* **What to work on**
From the listing below, reproduce word for word the part that opens with the line containing "[DX] Add JWTNotFoundEvent" and closes with the line containing "Is there any"; reproduce nothing else.

* **Data for review**

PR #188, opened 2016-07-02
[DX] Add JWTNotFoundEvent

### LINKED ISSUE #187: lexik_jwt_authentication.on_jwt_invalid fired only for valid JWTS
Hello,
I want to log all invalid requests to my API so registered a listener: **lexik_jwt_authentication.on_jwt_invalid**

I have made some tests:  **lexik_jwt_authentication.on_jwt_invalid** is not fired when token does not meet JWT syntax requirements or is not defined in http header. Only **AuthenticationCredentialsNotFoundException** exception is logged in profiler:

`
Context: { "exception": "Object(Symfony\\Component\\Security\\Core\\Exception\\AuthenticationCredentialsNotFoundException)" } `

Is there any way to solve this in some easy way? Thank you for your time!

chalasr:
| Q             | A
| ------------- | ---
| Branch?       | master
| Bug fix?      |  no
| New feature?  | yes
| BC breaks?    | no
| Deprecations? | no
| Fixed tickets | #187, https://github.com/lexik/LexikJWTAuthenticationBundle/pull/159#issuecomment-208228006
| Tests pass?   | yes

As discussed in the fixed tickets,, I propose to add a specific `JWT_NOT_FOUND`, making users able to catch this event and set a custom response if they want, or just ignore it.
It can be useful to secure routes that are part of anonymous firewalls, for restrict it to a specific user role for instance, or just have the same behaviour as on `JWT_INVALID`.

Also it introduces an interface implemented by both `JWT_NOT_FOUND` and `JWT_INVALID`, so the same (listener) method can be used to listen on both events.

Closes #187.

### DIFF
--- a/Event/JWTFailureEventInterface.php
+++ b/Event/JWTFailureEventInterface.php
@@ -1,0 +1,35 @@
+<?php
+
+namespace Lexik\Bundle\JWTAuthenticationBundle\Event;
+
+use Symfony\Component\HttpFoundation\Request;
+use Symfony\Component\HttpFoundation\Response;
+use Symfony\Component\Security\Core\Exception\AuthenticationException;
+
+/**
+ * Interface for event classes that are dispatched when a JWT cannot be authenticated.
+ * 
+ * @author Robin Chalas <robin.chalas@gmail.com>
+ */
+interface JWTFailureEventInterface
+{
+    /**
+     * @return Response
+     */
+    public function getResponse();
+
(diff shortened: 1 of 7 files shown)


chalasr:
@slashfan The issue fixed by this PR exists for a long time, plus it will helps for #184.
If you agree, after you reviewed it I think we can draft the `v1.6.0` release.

* * *

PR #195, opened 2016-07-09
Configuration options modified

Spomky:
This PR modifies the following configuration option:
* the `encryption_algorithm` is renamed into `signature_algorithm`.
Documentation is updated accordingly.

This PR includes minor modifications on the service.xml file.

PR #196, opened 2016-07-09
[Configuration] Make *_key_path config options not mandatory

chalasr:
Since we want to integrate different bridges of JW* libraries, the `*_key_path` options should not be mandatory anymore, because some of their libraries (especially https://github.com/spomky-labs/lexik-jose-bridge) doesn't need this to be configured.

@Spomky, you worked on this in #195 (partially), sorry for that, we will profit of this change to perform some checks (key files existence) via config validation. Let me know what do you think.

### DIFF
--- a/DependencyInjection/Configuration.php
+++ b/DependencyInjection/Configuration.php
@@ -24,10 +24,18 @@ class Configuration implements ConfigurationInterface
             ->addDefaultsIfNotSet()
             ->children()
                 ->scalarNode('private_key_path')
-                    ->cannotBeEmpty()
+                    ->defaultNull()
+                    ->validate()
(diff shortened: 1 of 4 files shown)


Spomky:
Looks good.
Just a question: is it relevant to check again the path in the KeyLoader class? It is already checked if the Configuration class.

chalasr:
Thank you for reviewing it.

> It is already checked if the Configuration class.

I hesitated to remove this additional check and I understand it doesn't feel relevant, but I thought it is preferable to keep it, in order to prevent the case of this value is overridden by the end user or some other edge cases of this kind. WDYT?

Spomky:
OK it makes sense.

* **Expected answer**
[DX] Add JWTNotFoundEvent

### LINKED ISSUE #187: lexik_jwt_authentication.on_jwt_invalid fired only for valid JWTS
Hello,
I want to log all invalid requests to my API so registered a listener: **lexik_jwt_authentication.on_jwt_invalid**

I have made some tests:  **lexik_jwt_authentication.on_jwt_invalid** is not fired when token does not meet JWT syntax requirements or is not defined in http header. Only **AuthenticationCredentialsNotFoundException** exception is logged in profiler:

`
Context: { "exception": "Object(Symfony\\Component\\Security\\Core\\Exception\\AuthenticationCredentialsNotFoundException)" } `

Is there any way to solve this in some easy way? Thank you for your time!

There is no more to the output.